The answer must consist of every line below that holds the word "database".

[Source records]
Segment Open

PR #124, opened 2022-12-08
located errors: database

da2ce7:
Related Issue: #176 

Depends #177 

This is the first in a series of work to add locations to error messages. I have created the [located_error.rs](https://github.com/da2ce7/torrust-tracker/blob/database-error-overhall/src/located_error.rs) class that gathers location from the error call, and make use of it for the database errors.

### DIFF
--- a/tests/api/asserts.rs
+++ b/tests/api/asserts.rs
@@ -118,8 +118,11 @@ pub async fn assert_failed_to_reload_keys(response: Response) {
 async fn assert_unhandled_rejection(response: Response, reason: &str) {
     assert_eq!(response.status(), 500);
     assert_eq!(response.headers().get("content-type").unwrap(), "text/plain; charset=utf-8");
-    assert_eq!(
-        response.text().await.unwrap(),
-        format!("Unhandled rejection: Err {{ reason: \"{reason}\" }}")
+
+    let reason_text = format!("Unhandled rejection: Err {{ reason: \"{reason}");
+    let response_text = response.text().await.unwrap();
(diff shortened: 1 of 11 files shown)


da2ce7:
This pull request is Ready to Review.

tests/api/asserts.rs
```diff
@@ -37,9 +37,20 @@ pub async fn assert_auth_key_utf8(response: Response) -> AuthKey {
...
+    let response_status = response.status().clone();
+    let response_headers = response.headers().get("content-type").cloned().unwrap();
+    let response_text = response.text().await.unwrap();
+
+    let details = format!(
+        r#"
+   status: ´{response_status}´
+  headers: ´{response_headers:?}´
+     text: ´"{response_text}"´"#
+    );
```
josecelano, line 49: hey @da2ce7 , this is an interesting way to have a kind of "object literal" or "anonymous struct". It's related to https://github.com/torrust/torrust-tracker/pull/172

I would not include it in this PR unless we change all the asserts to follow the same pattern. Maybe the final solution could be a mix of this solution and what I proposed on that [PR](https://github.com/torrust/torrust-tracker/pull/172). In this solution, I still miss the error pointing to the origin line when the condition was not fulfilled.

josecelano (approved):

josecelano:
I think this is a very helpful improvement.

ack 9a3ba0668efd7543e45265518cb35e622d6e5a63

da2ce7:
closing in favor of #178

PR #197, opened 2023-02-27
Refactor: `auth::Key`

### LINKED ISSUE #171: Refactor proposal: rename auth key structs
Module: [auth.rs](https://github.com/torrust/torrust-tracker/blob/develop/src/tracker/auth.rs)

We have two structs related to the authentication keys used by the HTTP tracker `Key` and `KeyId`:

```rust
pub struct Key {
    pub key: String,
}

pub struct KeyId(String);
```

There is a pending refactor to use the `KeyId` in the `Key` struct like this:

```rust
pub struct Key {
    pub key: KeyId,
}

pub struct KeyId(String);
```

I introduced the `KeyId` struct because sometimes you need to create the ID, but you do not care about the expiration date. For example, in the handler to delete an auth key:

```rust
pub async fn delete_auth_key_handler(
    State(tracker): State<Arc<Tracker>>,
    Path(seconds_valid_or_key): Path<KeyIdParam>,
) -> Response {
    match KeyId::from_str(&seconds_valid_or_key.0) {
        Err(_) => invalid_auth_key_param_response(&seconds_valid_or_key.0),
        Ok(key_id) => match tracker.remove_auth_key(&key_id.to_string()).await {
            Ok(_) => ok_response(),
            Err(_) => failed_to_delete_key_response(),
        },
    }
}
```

Segment Closed

**Expected answer:**
located errors: database
This is the first in a series of work to add locations to error messages. I have created the [located_error.rs](https://github.com/da2ce7/torrust-tracker/blob/database-error-overhall/src/located_error.rs) class that gathers location from the error call, and make use of it for the database errors.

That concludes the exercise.